Requires an EPT-capable backend (Xen VM forking, or KVM)
Tightly coupled fuzzer ↔ injector loop
Output: CSV of all discovered valid instruction encodings
The relevant variable is CPU model, not hypervisor. The same physical CPU produces the same instruction set regardless of whether Xen or KVM intercepts the VMEXIT — the silicon decodes the same way. Running Tunnel on Xen on an Intel Ice Lake and on KVM on the same Ice Lake discovers the same instructions; the hypervisor only affects how results are reported, not what the CPU accepts.
Therefore: run Tunnel once per CPU model (Intel SKL, Intel ICL, AMD Zen3, …), on whichever hypervisor is available. Running Tunnel on a second hypervisor on the same CPU adds no discovery value.

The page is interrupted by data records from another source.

PR #343, opened 2021-06-10
Add target to status output

mrtnpaolo:
Howdy, this patch adds the target to the status output.

This is especially useful when one has multiple `ghcid` instances running (e.g. working at the same time on an executable and libraries it depends on.)

I put in a couple extra headings for the errors and warnings to give the target a reasonable place to appear in and I matched GHCi's color scheme for those.

One thing I'm not sure about is what the window title format should be: maybe it's good enough as it is since it shows the project? I also do not have a windows machine to try and get a feel.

Emulators have their own software decoders, so in theory Tunnel could discover what each emulator considers valid — including “false positive” instructions the emulator wrongly accepts. In practice, this is not worth the cost: emulators are orders of magnitude slower than real hardware with VM forking, and CSV replay already catches the important direction (does the emulator handle all real instructions correctly?). The marginal value of discovering emulator-only bogus instructions rarely justifies the runtime.
Testing axis: per backend#
Once a master instruction catalog exists (from Tunnel discovery, manual curation, or external sources like Intel XED’s instruction tables), the remaining work is pure replay: inject each instruction, collect results, dump CSV. The next instruction does not depend on the previous result.
Any backend works: hypervisors (Xen, KVM), emulators (QEMU, Unicorn, Simics, Bochs), decoders (XED, bddisasm, Zydis), bare metal
No fuzzer ↔ injector coupling needed — just iterate over the input CSV
Output: per-backend CSV result files
Run across as many backends as desired
This is what enables differential testing: replay the same instruction catalog on every backend and diff the outputs.
Phase 3: Analysis (external)#
Comparing CSV result files across backends, CPUs, and configurations. This is not VMSifter’s job — it should happen in external tooling better suited for data analysis (pandas, DuckDB, Jupyter notebooks, custom diffing tools, visualization).
VMSifter’s responsibility ends at producing clean, well-structured CSV output.
Scope Boundary: What Lives Inside VMSifter#
The guiding principle: VMSifter handles backends that require privileged, stateful VM lifecycle management. Everything that is a userspace function-call-per-instruction belongs in separate tooling. The CSV file format is the interface between VMSifter and external tools.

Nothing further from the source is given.